YOUR INSTRUCTIONS: Scan the records below for the line containing "-*global transit system* for libp2p traffic." and the line containing "-To build a". Copy both, plus every line between, exactly.

[EXTRACTED DATA — start]

Issue #324, opened 2021-05-04
[identify] Handling of asymetrical protocols


D4nte:
Given an asymmetrical protocol `foo/bar` where Alice only supports initiating a query to Bob and Bob only supports responding to a request of said protocol.

Currently, the identify protocol does not include valuable information. Indeed, the specs reads:

> protocols
> This is a list of protocols supported by the peer.

In the case of Carole, who only support initiating query of `foo/bar` protocol. Once she finishes the identify protocol with Alice, both Carole and Alice may think they can initiate the query with the other, when it is not the fact.

One idea I had was simply for Alice and Carole to not include `foo/bar` in the `Identify` message they send. I am not sure of the ramifications of such design.

What are your thoughts on the matter?

mxinden:
> One idea I had was simply for Alice and Carole to not include foo/bar in the Identify message they send. I am not sure of the ramifications of such design.

Yes, this is the libp2p best practice. Implementations doing this today:

- The (go-)libp2p Kademlia implementation differentiates in client mode and server mode. In client mode a node sends queries but does not answer them. In client mode the node would not include `/ipfs/kad/1.0.0` in its _identify_ protocol list nor its [`ls` multistream-select responses](https://github.com/multiformats/multistream-select#listing). See also https://github.com/libp2p/rust-libp2p/issues/2032.

- The [circuit relay v2](https://github.com/libp2p/specs/issues/314) protocol differentiates nodes in two roles: _clients_ which are at  either end of a relayed connection and _relays_ which are in-between relaying the data between two _clients_. The two _clients_ would advertise the `/libp2p/circuit/relay/0.2.0/stop` protocol, the _relay_ would advertise the `/libp2p/circuit/relay/0.2.0/hop` protocol in the _identify_ protocol.

Does the above make sense to you @D4nte? If so, would you mind sending in a patch to update the _identify_ protocol specification in this repository?

D4nte:
Great answer, thank you very much.

D4nte:
Closing, will reopen if further questions arise.

PR #327, opened 2021-05-14
identify: Document identify behavior for asymetrical protocols

mxinden:
> Note on asymmetrical protocols: Assume an asymmetrical
request-response style protocol `foo` where some clients only support
initiating requests while some servers (only) support responding to
requests. To prevent clients from initiating requests to other clients,
which given them being clients they fail to respond, clients should not
list `foo` in their `protocols` list.

Question emerged in https://github.com/libp2p/specs/issues/324.

### DIFF
--- a/identify/README.md
+++ b/identify/README.md
@@ -120,3 +120,9 @@ observable source address.
 ### protocols
 
 This is a list of protocols supported by the peer.
+
+Note on asymmetrical protocols: Assume an asymmetrical request-response style
+protocol `foo` where some clients only support initiating requests while some
+servers (only) support responding to requests. To prevent clients from
+initiating requests to other clients, which given them being clients they fail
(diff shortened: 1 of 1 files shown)


mxinden:
@marten-seemann do you have some time to review this pull request?

Stebalien (approved):
This works, but it's a bit confusing. I'd talk about this in terms of inbound streams. E.g.,

> A node should only advertise a protocol if it's willing to _receive_ inbound streams on that protocol.

mxinden:
> This works, but it's a bit confusing. I'd talk about this in terms of inbound streams. E.g.,
> 
> > A node should only advertise a protocol if it's willing to _receive_ inbound streams on that protocol.

:+1: Adjusted the paragraph with your excerpt at first, followed by a small example.

Stebalien (approved):

PR #338, opened 2021-06-21
[Rendezvous] Change `ttl` and `limit` to `uint64`

thomaseizinger:
To be meaningful, TTL has to be a positive integer hence the use of
an signed integer does not bring any value and only introduces
unnecessary error handling.

### DIFF
--- a/rendezvous/README.md
+++ b/rendezvous/README.md
@@ -2,7 +2,7 @@
 
 | Lifecycle Stage | Maturity      | Status | Latest Revision |
 |-----------------|---------------|--------|-----------------|
-| 1A              | Working Draft | Active | r1, 2019-01-18  |
+| 1A              | Working Draft | Active | r2, 2021-06-24  |
 
 Authors: [@vyzo]
 
--- a/rendezvous/README.md
+++ b/rendezvous/README.md
@@ -230,7 +230,7 @@ message Message {
 
   message Discover {
     optional string ns = 1;
-    optional int64 limit = 2;
+    optional uint64 limit = 2;
     optional bytes cookie = 3;
   }
 
--- a/rendezvous/README.md
+++ b/rendezvous/README.md
@@ -214,13 +214,13 @@ message Message {
   message Register {
     optional string ns = 1;
     optional bytes signedPeerRecord = 2;
-    optional int64 ttl = 3; // in seconds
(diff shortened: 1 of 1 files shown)


mxinden:
I am guessing you meant to write:

```diff
- hence the use of an unsigned integer does not bring any value
+ hence the use of a signed integer does not bring any value
```

I agree, though I don't think we can just alter the type as that would be a breaking protobuf change while this protocol is already used in the wild. @vyzo @vasco-santos can you comment here?

thomaseizinger:
> I am guessing you meant to write:
> 
> ```diff
> - hence the use of an unsigned integer does not bring any value
> + hence the use of a signed integer does not bring any value
> ```
> 
> I agree, though I don't think we can just alter the type as that would be a breaking protobuf change while this protocol is already used in the wild. @vyzo @vasco-santos can you comment here?
> 

Yep will fix that!

Re breaking change: How does the protocol being a Draft affect this? I would have assumed that prior to being finalized, we can make breaking changes. It is not particularly nice for implementations but the way I see it, early adoptions of protocols have to accept that?

thomaseizinger:
@mxinden I've changed the commit message to say "signed integer".

thomaseizinger:
In the same spirit, I changed `limit` of `Discover` to a `uint64`.

mxinden (approved):
After a bit of research it seems like the rendezvous protocol isn't used anywhere yet, thus the breaking changes here are fine by me. Thanks for cleaning these types up Thomas!

Would you mind bumping the spec revision?

```diff
diff --git a/rendezvous/README.md b/rendezvous/README.md
index 4d98b2f..9277d40 100644
--- a/rendezvous/README.md
+++ b/rendezvous/README.md
@@ -2,7 +2,7 @@
 
 | Lifecycle Stage | Maturity      | Status | Latest Revision |
 |-----------------|---------------|--------|-----------------|
-| 1A              | Working Draft | Active | r1, 2019-01-18  |
+| 1A              | Working Draft | Active | r2, 2021-06-24  |
 
 Authors: [@vyzo]
```

thomaseizinger:
> Would you mind bumping the spec revision?

Done!

mxinden:
Thanks @thomaseizinger!

Issue #222, opened 2019-10-25
Simple, minimal peer exchange protocol


raulk:
This issue proposes a general-use peer exchange protocol, that is not embedded in any specific protocol like gossipsub/episub.

The goal of PEX is to enable peers to share records about other peers they're connected to in a 1:1, ad-hoc fashion. It does not intend to produce deterministic results like DHTs, nor does it rely on a structured network or shared heuristic. [BitTorrent uses PEX](https://en.wikipedia.org/wiki/Peer_exchange) to streamline tracker-less peer discovery.

In the context of gossipsub, PEX proves useful to find additional peers in a topic we subscribe to, as a way of strengthening our topic mesh. Through subscription beaconing (ie. peers gossiping about which topics they're subscribed to), it can even be possible to bootstrap a topic subscription without hitting the DHT, or other structured discovery mechanisms at all.

I'm thinking we should spec out a minimal PEX protocol, consisting of a simple advertisement schema, and two operations: advertise, lookup.

## Advertisement schema

An _advertisement struct_ consists of a [peer address record](https://github.com/libp2p/specs/pull/217) and a set of CIDs we are advertising, signed by the peer's key to prevent MITM attacks.

## Local advertisement record maintenance

Our advertisement record is kept in memory and updated at runtime. It is populated with:

* our peer ID.
* own addresses (which may change over time; the PEX protocol can subscribe to updates via the eventbus).
* advertised CIDs.

The `Host` API would expose methods so that downstream components (e.g. protocols) can manage advertised CIDs, e.g.:

```go
// We don't want to add an accessor for PEX in the Host interface. The host-service refactor is a prerequisite to be able to do this.
svc, ok := host.GetService(&PEX{})
if !ok {
    return nil
}
pexsvc := svc.(PEXService)
ad := pex.NewAd("gossipsub:topic_name")
cancelFn, err := pexsvc.Advertise(ad)
if err != nil {
    return err
}

// ... store the cancelFn in state ...

// atomically replace the advertised value, possibly not useful for gossipsub, but it will be for other protocols. Helps mitigate add/remove noise when sending deltas.
ad.Replace("gossipsub:topic_name_b")

// when done / closing down
err := cancelFn()
if err != nil {
    return err
}
```

## Advertise operation

Upon establishing a libp2p connection:

1. We open a stream for protocol ID `/libp2p/pex/v01`.
2. If successful, we push our local advertisement record.
3. When receiving a record, we store it in memory.

[...]

PR #339, opened 2021-06-22
ROADMAP.md: Add high level project roadmap

mxinden:
This documents the libp2p short and long term roadmap based on
previous work (e.g. see [libp2p/libp2p/60], [ipfs/roadmap/18],
[libp2p/specs/archive]).

#### Status

Feedback from the whole community is welcome.

Fixes https://github.com/libp2p/libp2p/issues/68.

[libp2p/libp2p/60]: https://github.com/libp2p/libp2p/issues/60
[ipfs/roadmap/18]: https://github.com/ipfs/roadmap/issues/18
[libp2p/specs/archive]: https://github.com/libp2p/specs/tree/master/_archive

### DIFF
--- a/ROADMAP.md
+++ b/ROADMAP.md
@@ -19,12 +19,12 @@ third-party ownership of data.
         - [🚑 Self-healing networks](#🚑-self-healing-networks)
         - [📮 Offline message queue / postbox](#📮-offline-message-queue--postbox)
         - [🤖 libp2p as a WASM library](#🤖-libp2p-as-a-wasm-library)
-        - [⚙️ libp2p as a kernel module](#⚙️-libp2p-as-a-kernel-module)
         - [♻️ Packet switching](#♻️-packet-switching)
     - [Evolve](#evolve)
         - [🤝 Low latency, efficient connection handshake](#🤝-low-latency-efficient-connection-handshake)
         - [🕸 Unprecedented global connectivity](#🕸-unprecedented-global-connectivity)
         - [Standardized interaction of different protocols via Smart Records](#standardized-interaction-of-different-protocols-via-smart-records)
+        - [Peer Routing Records](#peer-routing-records)
         - [💣 Attack resistance, threat models and security](#💣-attack-resistance-threat-models-and-security)
         - [📈 Proving we are scalable and interoperable](#📈-proving-we-are-scalable-and-interoperable)
         - [🌐 Browser use cases](#🌐-browser-use-cases)
@@ -217,24 +217,6 @@ model.
 **Links:**
 
 - [WASM support in rust-libp2p](https://github.com/libp2p/rust-libp2p/issues/23).
-
-### ⚙️ libp2p as a kernel module
-
-**What?** Native libp2p implementations are proliferating, maturing and
-gaining adoption in different languages. This is arguably a sign that
-developers accept the concepts, semantics and APIs that libp2p
-introduces. If we stay on track, libp2p may become the de-facto standard
-library for P2P networking.
-
-When that happens, it'll make sense to push our constructions down one level
-into OS kernels. This can entail first incubating external modules, to
-eventually propose merging them into the main codebases of kernels like Linux.
-An intermediary step would be to run libp2p as a daemon, providing peer-to-peer
-network capabilities to all processes on a machine.
-
-**Why?** To ship libp2p as the default P2P network API inside future
-operating systems. Actually, taking it one step further, make the libp2p
-stack *THE default* networking stack.
 
 ### ♻️ Packet switching
 
--- a/ROADMAP.md
+++ b/ROADMAP.md
@@ -19,7 +19,6 @@ third-party ownership of data.
         - [🚑 Self-healing networks](#🚑-self-healing-networks)
         - [📮 Offline message queue / postbox](#📮-offline-message-queue--postbox)
         - [🤖 libp2p as a WASM library](#🤖-libp2p-as-a-wasm-library)
-        - [♻️ Packet switching](#♻️-packet-switching)
     - [Evolve](#evolve)
         - [🤝 Low latency, efficient connection handshake](#🤝-low-latency-efficient-connection-handshake)
         - [🕸 Unprecedented global connectivity](#🕸-unprecedented-global-connectivity)
@@ -218,34 +217,6 @@ model.
 
 - [WASM support in rust-libp2p](https://github.com/libp2p/rust-libp2p/issues/23).
 
-### ♻️ Packet switching
-
-**What?** A packet-switched libp2p is on the pathway to achieving
-decentralisation and seamless connectivity across heterogeneous networks
-across the globe, that are running on different transports and not
-necessarily connected to the Internet directly. Essentially it's a
-*global transit system* for libp2p traffic.
-
-For illustration, a TCP packet sent via an IP-based local LAN in
-the US connected to the Internet backbone (via a router) could travel
-through the libp2p network, taking multiple hops along the way based on
-routing decisions, and traversing various networks over different
-transports. Eventually it'll reach its destination in Nepal: a node in a
-mesh network, that's in turn connected to a community network with
-intermittent Internet connection via satellite.
-
-To build a reality like this entails doing away with the concept of
-Autonomous Systems (AS), and rethinking the Internet protocols and
-structures from the viewpoint of peer-to-peer: BGP, OSPF, peering,
-transit networks, multihoming, IANA, etc.
-
-**Why?** It's a crucial requirement in our visionary goal of
-decentralising networks. WIP.
-
-**Links:**
-
--   [On \"DialMe\", NAT traversal, Relay, line switching, packet switching
-    (libp2p protocols)](https://github.com/ipfs/notes/issues/110)
 
 ## Evolve
 
--- a/ROADMAP.md
+++ b/ROADMAP.md
@@ -22,7 +22,6 @@ third-party ownership of data.
     - [Evolve](#evolve)
         - [🤝 Low latency, efficient connection handshake](#🤝-low-latency-efficient-connection-handshake)
         - [🕸 Unprecedented global connectivity](#🕸-unprecedented-global-connectivity)
-        - [Standardized interaction of different protocols via Smart Records](#standardized-interaction-of-different-protocols-via-smart-records)
         - [Peer Routing Records](#peer-routing-records)
         - [🗣️ Polite peering](#🗣️-polite-peering)
         - [🧱 Composable routing](#🧱-composable-routing)
@@ -275,19 +274,6 @@ rest of the system.
   vision](https://github.com/mxinden/specs/blob/hole-punching/connections/hole-punching.md).
 
 - [NAT traversal tracking issue](https://github.com/libp2p/specs/issues/312).
-
-### Standardized interaction of different protocols via Smart Records
-
-TODO: Extend
-
-Copied and adapted from: https://github.com/libp2p/go-smart-record/blob/4a1b33c6d7cb2fb38d166abc1023fbbbab33b60f/README.md
-
-**What?** With Smart Records (SRs) we generalize DHT's key/value put/get as a
-separate protocol that can be leveraged by any other protocol (including DHT
-protocols) to store arbitrary data.
-
-**Why?** We currently don't have a standardized, shared, public medium decoupled
-from the transport protocol for the interaction of different protocols.
 
 ### Peer Routing Records
 
--- a/ROADMAP.md
+++ b/ROADMAP.md
@@ -308,7 +308,7 @@ have the highest probability of being able to establish a direct connections.
 Mechanisms we wish to add include:
 
 - Project Flare stack (via *Circuit Relay v2*, *Direct Connection Upgrade
-  through Relay*, *AutoNAT*, ...)
+  through Relay*, *AutoNAT*, *Stream Migration*, ...)
 
 - WebRTC
 
@@ -468,7 +468,7 @@ protocol](https://github.com/multiformats/multigram/tree/draft1).
 
 Progressing with this work entails designing the abstractions, and
 implementing, at least, a UDP transport, [as the community has
-demanded]](https://github.com/libp2p/go-libp2p/issues/353).
+demanded](https://github.com/libp2p/go-libp2p/issues/353).
 
 **Why?** Current the libp2p API precludes us from modelling
 message-oriented transports like UDP or Bluetooth.
--- a/ROADMAP.md
+++ b/ROADMAP.md
@@ -578,3 +578,10 @@ like RPC to developers they should be able to more efficiently develop
 their projects. Additionally, easy to use high level communication
 frameworks should allow developers not very familiar with low-level
 networking to get started with libp2p.
+
+**Links**
+
+- See Rust's [libp2p-request-response] as one possible communication pattern
+  abstraction.
+
+[libp2p-request-response]: https://docs.rs/libp2p-request-response/0.11.0/libp2p_request_response/
--- a/ROADMAP.md
+++ b/ROADMAP.md
@@ -324,10 +324,11 @@ identity, etc. may simplify things. An open question is where
 Multistream would fit into this model: could we conflate it into the
 Wire protocol?
 
-**Why?** Peers act haphazardly when observed from the outside, as they
-do not have the means to act more collaboratively. We are lacking a wire
-protocol that governs the connection between two peers. Negotiating lots
-of piecemeal protocols is inefficient, especially for essential stuff.
+**Why?** Peers act haphazardly when observed from the outside, leading e.g. to
+unnecessary connection churn. They do not have the means to act more
+collaboratively. We are lacking a wire protocol that governs the connection
+between two peers. Negotiating lots of piecemeal protocols is inefficient,
+especially for essential stuff.
 
 **Links:**
 
--- a/ROADMAP.md
+++ b/ROADMAP.md
@@ -24,7 +24,8 @@ third-party ownership of data.
         - [🕸 Unprecedented global connectivity](#🕸-unprecedented-global-connectivity)
         - [Standardized interaction of different protocols via Smart Records](#standardized-interaction-of-different-protocols-via-smart-records)
         - [Peer Routing Records](#peer-routing-records)
-        - [🗣️ Polite peering and wire protocol](#🗣️-polite-peering-and-wire-protocol)
+        - [🗣️ Polite peering](#🗣️-polite-peering)
+        - [🧱 Composable routing](#🧱-composable-routing)
         - [💣 Attack resistance, threat models and security](#💣-attack-resistance-threat-models-and-security)
         - [📈 Proving we are scalable and interoperable](#📈-proving-we-are-scalable-and-interoperable)
         - [🌐 Browser use cases](#🌐-browser-use-cases)
@@ -318,6 +319,49 @@ chance to keep important connections open, etc.
 unnecessary connection churn. They do not have the means to act more
 collaboratively. We are lacking a wire protocol that governs the connection
 between two peers.
+
+### 🧱 Composable routing
+
+**What?** The composable routing framework has four "pillars**:
+
+* Routing syntax and language
+
+  The routing syntax is a common data model (with a user-facing syntactic
+  representation) for communicating routing-related information (requests and
+  responses). The [implementation of the routing
+  syntax](https://github.com/libp2p/go-routing-language/tree/master/syntax)
+  provides serialization and pretty printing of routing expressions.
+
+* Routing interface
+
+  A routing system processes routing requests and returns routing responses.
+  Routing requests and responses have semantics, which are unlike those of a
+  traditional request/response protocols, that implement function call arguments
+  and return values.
+
+* Smart Records
+
+  Smart Records (SR) is a technology that enables multiple decentralized parties
+  and protocols to randevouz and share information on a topic. Specifically, SR
+  is a key-value store service, which facilitates conflict-free updates to
+  values by multiple writers.
+
+* Subnets
+
+  At present, there is a single DHT network which spans across all IPFS nodes.
+  We would like to introduce a general standard for the co-existence of multiple
+  network instances with individual discovery, membership and content routing
+  semantics.
+
+**Why?** Enable interoperability of protocols and nodes with different versions
+and capabilities, developed by independent teams or organizations. As a
+consequence, it also enables middleware components (like caching, batching,
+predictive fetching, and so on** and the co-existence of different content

[EXTRACTED DATA — finish]

TASK OUTPUT:
-*global transit system* for libp2p traffic.
-
-For illustration, a TCP packet sent via an IP-based local LAN in
-the US connected to the Internet backbone (via a router) could travel
-through the libp2p network, taking multiple hops along the way based on
-routing decisions, and traversing various networks over different
-transports. Eventually it'll reach its destination in Nepal: a node in a
-mesh network, that's in turn connected to a community network with
-intermittent Internet connection via satellite.
-
-To build a reality like this entails doing away with the concept of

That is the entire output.